Das konjunkturelle Klima im Bezirk der IHK Karlsruhe hat sich im Herbst 2022 deutlich abgekühlt. Im Branchendurchschnitt ist der IHK-Konjunkturklimaindex, der die Beurteilung der Geschäftslage und der Geschäftserwartungen in einem Wert darstellt, von 116 Indexpunkten im Frühsommer 2022 auf 98 Punkte im Herbst 2022 gesunken und damit auf dem tiefsten Stand nach Beginn der Corona-Krise.

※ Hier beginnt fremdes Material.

PR #1675, opened 2016-01-28
Update devise 3.5

rap1ds:
Update Devise gem to 3.5

TODO

- [x] Merge #1672 first
- [ ] Add Changelog


config/routes.rb
```diff
@@ -65,6 +65,9 @@
 
   resources :communities, only: [:new, :create]
 
+
+  devise_for :people, only: :omniauth_callbacks, controllers: { omniauth_callbacks: "sessions"}
```
ovan: Can you quickly explain the effects and idea of pulling omniauth_callbacks here?

rap1ds: I followed the instructions Devise gave me:

```
/Users/mikko/.rvm/gems/ruby-2.1.2/gems/devise-3.5.4/lib/devise/rails/routes.rb:418:in `devise_omniauth_callback': 
Devise does not support scoping OmniAuth callbacks under a dynamic segment
and you have set "/(/:locale)/people". You can work around by passing
`skip: :omniauth_callbacks` to the `devise_for` call and extract omniauth
options to another `devise_for` call outside the scope. Here is an example:

    devise_for :users, only: :omniauth_callbacks, controllers: {omniauth_callbacks: 'users/omniauth_callbacks'}

    scope '/(:locale)', locale: /ru|en/ do
      devise_for :users, skip: :omniauth_callbacks
    end
 (RuntimeError)
```

rap1ds: To my understanding this doesn't have any major effect. The path for the omniauth callback is fetched from `person_omniauth_authorize_path` method, so I guess from now on that method returns a path without any locale in it?

Anyway, I tested this and FB auth seems to be working normally.

PR #1679, opened 2016-01-28
Rename AR relation from `transaction` to `tx`

rap1ds:
`transaction` gives an error in Rails 4.1, because it clashes with
ActiveRecord's `transaction` method


mporkola:
Tried to `git grep transaction` to see if you've missed any, but it's apparently the most common word in our codebase so I'll just trust you. Otherwise, looks good

PR #2753, opened 2016-11-14
Side push overlay

kpuputti:
This PR adds a generic side menu that pushes the page contents behind an overlay.

## Example

Latest UI example [In Styleguide](http://sharetribe.github.io/sharetribe/side-push-overlay/?selectedKind=General&selectedStory=SideWinder&full=0&down=1&left=1&panelRight=0&downPanel=storybook-addon-specifications%2Fspecifications-panel)

side-menu-no-outline

## TODO

- [x] Generic Side menu component in Styleguide
- [x] Close button + event
- [x] Fade overlay
- [x] Close menu when overlay clicked
- [x] Close menu with ESC
- [x] Clean up native DOM API usage
- [x] X icon SVG
- [x] Tune details based on the Sketch design
- [x] Prevent bg content scrolling
- [x] Extract vars from CSS
- [x] Add documentation
- [x] Git cleanup

## Review/bug fixes

- [x] Style the close button outline
- [x] Fix visible scrollbars when animating (requires a mouse attached)
- [x] Open side menu at the current scroll position instead of scrolling the page to the top
- [x] Fix scrollTop in FF
- [x] Adjust overlay height when window height changes

### DIFF
--- a/client/app/components/composites/SideWinder/SideWinder.css
+++ b/client/app/components/composites/SideWinder/SideWinder.css
@@ -1,0 +1,82 @@
+.wrapper {
+  position: absolute;
+  width: 100%;
+  height: 100%;
+  right: 0;
+  transition: right 0.5s;
+}
+
+.winderOpen {
+  /* Prevent scrolling and hide scrollbars */
+  overflow: hidden;
+}
+
+.root {
+  display: none;
+  position: absolute;
+  top: 0;
+  right: 0;
+  height: 100%;
+
+  @nest .winderOpen & {
+    display: block;
+  }
+}
+
+.overlay {
+  position: absolute;
+  top: 0;
+  right: 0;
+  height: 0;
+  width: 100%;
+  background-color: rgb(44, 47, 50);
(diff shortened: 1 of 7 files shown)


client/app/components/composites/SideWinder/SideWinder.css
```diff
@@ -0,0 +1,78 @@
+.wrapper {
+  position: absolute;
+  width: 100%;
+  height: 100%;
+  right: 0;
+  transition: right 0.5s;
+}
+
+.winderOpen {
+  overflow-y: hidden;
```
kpuputti: @rap1ds No, that is `overflow-y` on purpose. It prevents being able to scroll the page in the background vertically when the overlay is open.

rap1ds:
As discussed elsewhere, I see two issues there:

- [ ] Scrollbars appearing during the animation
- [ ] (If I understood correctly) page is always scrolled to the top. I think this is quite bad UX. Is there anything we can do about it?

PR #2759, opened 2016-11-20
Lightbox paragraphs had different font-size than list items

Gnito:
Hopefully this helps with that strange list item font-size bug.
(Who ever is able to review this - feel free to merge too.)


bladealslayer:
This seems to work. I'll merge.

PR #2765, opened 2016-11-24
ManageAvailabilityHeader component

kpuputti:
This PR adds the `ManageAvailabilityHeader` component that has the listing title and blurred background image (behind the marketplace color). The component will be used in the side menu of editing the listing availability.

new-header

### DIFF
--- a/client/app/components/composites/ManageAvailabilityHeader/ManageAvailabilityHeader.css
+++ b/client/app/components/composites/ManageAvailabilityHeader/ManageAvailabilityHeader.css
@@ -1,0 +1,34 @@
+.root {
+  position: relative;
+  overflow: hidden;
+}
+
+.backgroundLayer {
+  position: absolute;
+  top: 0;
+  right: 0;
+  bottom: 0;
+  left: 0;
+  background-repeat: no-repeat;
+  background-size: cover;
+  background-position: center;
+  filter: blur(5px);
+}
+
+.listingHeader {
+  position: absolute;
+  bottom: 34px;
+  left: 34px;
+  right: 34px;
+  color: #fff;
+  font-size: 24px;
+  line-height: 1.4;
+}
+
+.availabilityHeader {
+  position: absolute;
+  top: -30px;
+  font-size: 10px;
+  text-transform: uppercase;
+  letter-spacing: 2.5px;
+}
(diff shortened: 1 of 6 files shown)


client/app/components/composites/ManageAvailabilityHeader/ManageAvailabilityHeader.css
```diff
@@ -0,0 +1,35 @@
...
+}
+
+.colorLayer {
+  position: absolute;
+  top: 0;
+  right: 0;
+  bottom: 0;
+  left: 0;
+  opacity: 0.9;
+  filter: blur(5px);
```
rap1ds: I think the blur filter might be in the wrong layer. I guess it should blur the image, but now the image is sharp and clear but the color layer has some blurred white borders. See screenshot:

screen shot 2016-11-25 at 16 05 22

client/app/components/composites/ManageAvailabilityHeader/ManageAvailabilityHeader.css
```diff
@@ -0,0 +1,35 @@
+.root {
+  position: relative;
+  background-repeat: no-repeat;
+  background-size: cover;
+  background-position: center;
+  overflow: hidden;
+}
+
+.colorLayer {
```
rap1ds: FYI @jannekoivistoinen used a box shadow inset cool trick to add a color overlay without extra divs. We are using it already on the [success stories page hover](https://www.sharetribe.com/stories.html):

screen shot 2016-11-25 at 16 03 37

Would that we useful here?

kpuputti: Usually a pseudo element is a simpler and more expandable solution for these kinds of problems, but here I couldn't use one since the custom color has to be inlined from the JS side.

But the box shadow might work if I'm able to put the blur filter somewhere there. Thanks, I'll try it out.

client/app/components/composites/ManageAvailabilityHeader/ManageAvailabilityHeader.css
kpuputti: Yeah, I need to test this more.

kpuputti:
@rap1ds I had to use a separate div to apply the blur filter to the background image but not the text, but the box-shadow trick helped with the color. Now everything is updated and looks correct.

„Während die aktuelle Geschäftslage überwiegend noch von den vorhandenen Auftragspolstern einigermaßen stabilisiert wird, sind die Geschäftserwartungen der regionalen Wirtschaft an die kommenden zwölf Monate massiv eingebrochen. Nur im Krisenjahr 2009 fielen sie noch schlechter aus,“ so IHK-Präsident Wolfgang Grenke. Infolge der wachsenden Unsicherheiten und verringerter finanzieller Spielräume durch die massiven Preissprünge bei Vorprodukten, Energie und Rohstoffen kommen Ausgaben für Investitionen vielerorts auf den Prüfstand. Vor diesem Hintergrund sind die Unternehmen mit weiteren Stellen zurückhaltend, „auch der nach wie vor eklatante Fachkräftemangel stellt die Betriebe zusätzlich vor große Herausforderungen“, betont Grenke.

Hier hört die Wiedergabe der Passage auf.